Since 2005, the permanent labor certification program has undergone some changes. Some of these alterations affect those pertaining to immigration advertising. Rule changes also relate to conditions under which employers are allowed to hire workers from other countries.
Current Guidelines Updated December 2015
The Frequently Asked Questions posted on the Department of Labor Employment & Training Administration Site were updated as late as December 2015. By this time, no 5 percent deviation from the required prevailing wage is any longer acceptable as it would have been in prior years. The prevailing wage paid to both United States and foreign workers must be as widely published on related DOL sites.
The National Prevailing Wage Center also is another resource for determining fair wages. A prevailing salary amount will also be determined from a period within 90 days to one year based on verifiable wage sources. In addition to the NPWC or the DOL sites, the Bureau of Labor Statistics site is another source for labor information.
Other important immigration labor regulation updates include as listed below:
- A Notice of Filing for a PERM labor certification must be posted for 10 consecutive days in highly visible locations at work sites.

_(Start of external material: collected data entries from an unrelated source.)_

Issue #1865, opened 2023-12-05
Parse CVRs for all systems to create contest totals by batch files - Hart next


carolinemodic:
## Context

The batch audit file preparation tool (referred to as the batch inventory tool in the code) is a tool that helps jurisdictions prepare the files necessary for a batch audit (a ballot manifest and a candidate totals by batch file) from their CVR files.

| 1 | 2 |
| -- | -- |
| ![Image](https://github.com/user-attachments/assets/23bfbbe6-1484-43d1-8dfa-71f23456caec) | ![Image](https://github.com/user-attachments/assets/f40ff075-c0e6-4004-88e5-bbafc5bd3a99) |

The tool is controlled by a frontend feature flag. It's turned off by default, turned on completely for GA and some sandboxes, and partially turned on for others - partially meaning that we display an option to download a candidate-totals-by-batch file but not a ballot manifest. For the partial case, we can still internally access the generated ballot manifest by navigating to the correct URL. We want to encourage users in this bucket to prepare their ballot manifest from scratch, but it's nice to have the ability to cross-check against the likely correct end result internally.

https://github.com/votingworks/arlo/blob/f48b67822232d40e266a3d91909db1b26be42ec9/client/src/components/useFeatureFlag.ts#L8-L44

Georgia is the main user of this tool, but we've considered using the tool to help others prep their files, in various capacities. In some cases, we've even considered leaving the tool completely turned off so as not to confuse end users but using one of our sandboxes with the tool enabled and CVR files from a jurisdiction to generate batch audit files.

## Supporting Hart

We currently support generating batch audit files from Dominion and ES&S CVRs. And we'd next like to support Hart CVRs. The most likely user of this tool with Hart files is Lancaster County in PA, sample files available here: https://votingworks.slack.com/archives/C013V6CT9H9/p1724676881810049.

### Ballot comparison audit CVR parsing vs. batch audit file preparation tool CVR parsing

A reminder that CVR parsing for ballot comparison audits is more complete and rigorous than the CVR parsing we need here. The batch audit file preparation tool uses fewer fields than ballot comparison audit CVR parsing does. For example, I don't think that we need to worry about the multiple ZIPs, one per tabulator case, that we use for Orange County right off the bat. (Orange County will not be using this tool.)

[...]

PR #2030, opened 2024-10-31
Support hart cvr files in batch inventory tool

carolinemodic:
https://github.com/votingworks/arlo/issues/1865
Adds basic support for hart cvr uploads in the batch inventory tool. Extracts BatchNumber, when provided, from Hart CVRs to use to group batches, and falls back to the precinct (split) name. The hart documentation suggests that BatchNumber is only provided on central system drives, and in sample hart cvr files we have there are some without BatchNumbers. If the CVRs with a missing BatchNumber are precinct cvrs then grouping by precinct is a logical fallback. We may want to tweak this implementation as we have real use cases for it and understand the data better.

### DIFF
--- a/server/api/batch_inventory.py
+++ b/server/api/batch_inventory.py
@@ -46,8 +46,10 @@ from ..util.file import (
     timestamp_filename,
     unzip_files,
     validate_csv_or_zip_mimetype,
+    validate_zip_mimetype,
     validate_xml_mimetype,
 )
+from ..util.hart_parse import find_xml, parse_contest_results, find_text_xml
 from ..worker.tasks import UserError, background_task, create_background_task
 from ..util.csv_download import csv_response, jurisdiction_timestamp_name
 from ..util.isoformat import isoformat
@@ -76,6 +78,26 @@ def batch_key_to_name(
         if tabulator_id_to_name
         else f"{tabulator_id} - {batch_id}"
     )
+
+
+def validate_choice_name_and_get_choice_id(
+    contest: Contest, choice_name: str
+) -> Optional[str]:
+    choice_id = None
+    for choice in contest.choices:
+        if choice.name == choice_name:
+            choice_id = choice.id
+            break
+
+    if (
+        not choice_id
+        and choice_name
+        and choice_name.lower() != "overvote"
+        and choice_name.lower() != "undervote"
+        and choice_name.lower() != "write-in"
+    ):
+        raise UserError(f"Unrecognized choice in CVR file: {choice_name}")
+    return choice_id
 
 
 class ElectionResults(TypedDict):
@@ -261,24 +283,6 @@ def process_batch_inventory_cvr_file(
             lambda: defaultdict(int)
         )
 
-        def validate_choice_name_and_get_choice_id(choice_name: str) -> Optional[str]:
-            choice_id = None
-            for choice in contest.choices:
-                if choice.name == choice_name:
-                    choice_id = choice.id
-                    break
-
-            if (
-                not choice_id
-                and choice_name
-                and choice_name != "overvote"
-                and choice_name != "undervote"
-                and choice_name != "Write-in"
-            ):
-                raise UserError(f"Unrecognized choice in CVR file: {choice_name}")
-
-            return choice_id
-
         # ZIP file with multiple CSVs
         if batch_inventory_data.cvr_file.storage_path.endswith(".zip"):
             entry_names = unzip_files(cvr_file, working_directory)
@@ -351,7 +355,9 @@ def process_batch_inventory_cvr_file(
                         )
                     batch = cvr_number_to_batch[cvr_number]
                     batch_key: BatchKey = ("", batch)
-                    choice_id = validate_choice_name_and_get_choice_id(choice_name)
+                    choice_id = validate_choice_name_and_get_choice_id(
+                        contest, choice_name
+                    )
 
                     ballot_count_by_batch[batch_key] += 1
                     if choice_id:
@@ -380,7 +386,9 @@ def process_batch_inventory_cvr_file(
                     )
 
                     batch_key: BatchKey = ("", batch)
-                    choice_id = validate_choice_name_and_get_choice_id(choice_name)
+                    choice_id = validate_choice_name_and_get_choice_id(
+                        contest, choice_name
+                    )
 
                     ballot_count_by_batch[batch_key] += 1
                     if choice_id:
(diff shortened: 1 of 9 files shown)


server/api/batch_inventory.py
```diff
@@ -378,14 +384,82 @@ def validate_choice_name_and_get_choice_id(choice_name: str) -> Optional[str]:
...
+        )
+
+        # cvr_file is a ZIP file with multiple XMLs
+        zip_entry_names = unzip_files(cvr_file, working_directory)
+        cvr_file_names = [
+            entry_name
+            for entry_name in zip_entry_names
+            if entry_name.lower().endswith(".xml") and not entry_name.startswith(".")
+            # ZIP files created on Macs include a hidden __MACOSX folder
+            and not entry_name.startswith("__")
```
jonahkagan, line 427: I don't see this check in our regular Hart CVR parsing. I wonder if it's unnecessary or if we should add it there as well

server/util/hart_parse.py
```diff
@@ -0,0 +1,40 @@
...
+from xml.etree import ElementTree as ET
+
+NAMESPACE = "http://tempuri.org/CVRDesign.xsd"
+
+
+def find_text_xml(xml: Optional[Union[ET.ElementTree, ET.Element]], tag: str):
+    if xml is None:
+        return None
+    result = find_xml(xml, tag)
+    return None if result is None else result.text
```
jonahkagan, line 12: Is the text ever an empty string? If so, should we convert to `None`?

server/api/batch_inventory.py
```diff
@@ -378,14 +384,82 @@ def validate_choice_name_and_get_choice_id(choice_name: str) -> Optional[str]:
...
+                )
+            batch_key: BatchKey = (
+                "",
+                batch_key_value,
+            )  # Tabulator ID is not present in Hart CVRs
+
+            ballot_count_by_batch[batch_key] += 1
+            contest_results = parse_contest_results(cvr_xml)
+            for contest in contests:
+                choices = contest_results.get(contest.name) or set()
```
jonahkagan, line 450: Nit: `get` takes a default as a second arg: `contest_results.get(contest.name, set())`

server/api/batch_inventory.py
```diff
@@ -78,6 +80,26 @@ def batch_key_to_name(
...
+        if choice.name == choice_name:
+            choice_id = choice.id
+            break
+
+    if (
+        not choice_id
+        and choice_name
+        and choice_name.lower() != "overvote"
+        and choice_name.lower() != "undervote"
+        and choice_name.lower() != "write-in"
```
jonahkagan, line 97: Are these special values the same in Hart CVRs as they are in ES&S CVRs?

server/api/batch_inventory.py
```diff
@@ -378,14 +384,82 @@ def validate_choice_name_and_get_choice_id(choice_name: str) -> Optional[str]:
                     )
 
                     batch_key: BatchKey = ("", batch)
-                    choice_id = validate_choice_name_and_get_choice_id(choice_name)
+                    choice_id = validate_choice_name_and_get_choice_id(
+                        contest, choice_name
+                    )
 
                     ballot_count_by_batch[batch_key] += 1
```
jonahkagan, line 391: I know this is existing code, but is it supposed to count a ballot once for each contest (seems like double counting potentially)? I noticed the Hart code you wrote doesn't do this - it counts before looping over contests.

jonahkagan: Maybe we need some tests for the ES&S code. I know it's not really in scope but I'm worried about it now.

server/tests/batch_comparison/snapshots/snap_test_batch_inventory.py
```diff
@@ -156,3 +156,21 @@
...
+BATCH4,1\r
+"""
+
+snapshots[
+    "test_batch_inventory_hart_cvr_upload 2"
+] = """Batch Name,Choice 1-1,Choice 1-2\r
+BATCH1,1,2\r
+BATCH2,2,1\r
+BATCH3,0,0\r
+BATCH4,0,0\r
```
jonahkagan, line 175: It seems like BATCH4 has votes for both Choice 1-1 and Choice 1-2 based on this line from the tests:

```py
build_hart_cvr("BATCH4", "1", "1-4-1", "1,1,0,0,1", add_write_in=True)
```

Do you know why they aren't showing up here? If it's because it's an overvote, I can't figure out where that's getting filtered out.

Also, how are write-ins handled?

server/api/batch_inventory.py
carolinemodic: overvotes and undervotes are not returned as choices in the parse_contest_xml helper I'm using and Write-In was capitlized differently which is why I changed these to check the lower() version

server/api/batch_inventory.py
carolinemodic: yeah the es&s code seemed pretty questionable to me lol, don't want to put adding a test for that in scope here but probably a good followup

jonahkagan: Sounds good, added a high pri task: https://github.com/votingworks/arlo/issues/2037

server/api/batch_inventory.py
jonahkagan: Ah, so is this filtering out write-ins? Should we be including them?

server/api/batch_inventory.py
carolinemodic: will add it there

server/util/hart_parse.py
carolinemodic: Not in my testing but that is probably a good idea

server/tests/batch_comparison/snapshots/snap_test_batch_inventory.py
carolinemodic: Its getting filtered because of both being write-ins, going to update the test a bit to make things clearer (and ask about what to do with write-ins in slack)

carolinemodic:
back to you @jonahkagan, added support for write-ins matching dominions logic.

jonahkagan (approved):

server/api/batch_inventory.py
arsalansufi: I claim full responsibility for the questionable code written in a rush 🙈 I should've surfaced earlier that this was worth revisiting and long had on my to-do to write tests for this but ultimately never found the time.

I think you're totally right that this is a bug, one that was masked by the fact that we only expected it to be used for a single-contest audit and manually tested as such. One more relevant piece of context is that it the batch audit file prep tool ultimately wasn't used in the audit that we built ES&S support for. So this code hasn't actually been used.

- Recruitment must take place between 30 to 90 days of filing for a PERM certification to hire immigrant workers.
- Before immigration advertising to foreign workers is posted, job opportunities must be offered to U.S. citizens.
- Recruitment ads to domestic workers before filing for the right to hire foreign workers must be placed in Sunday circulation newspapers.
- A State Workforce Agency job order detailing job duties, salary, qualifications, contact information and other vital data is needed.
- All family relationships including step, adoption, marriage and blood connections between domestic and international workers must be disclosed.
Additional regulation updates pertain to various provisions made to accommodate university students, educators and science professionals with exceptional skills. However, “special handling” provisions are removed with some exceptions concerning recruitment procedures in 20 CFR 656.18.
In the case of 656.18, the immigrant university teacher job applicant must demonstrate having more qualifications than a U.S. teacher. The employer must also outline in detail the various recruitment steps taken to find the most suitable employment candidate for a teaching position.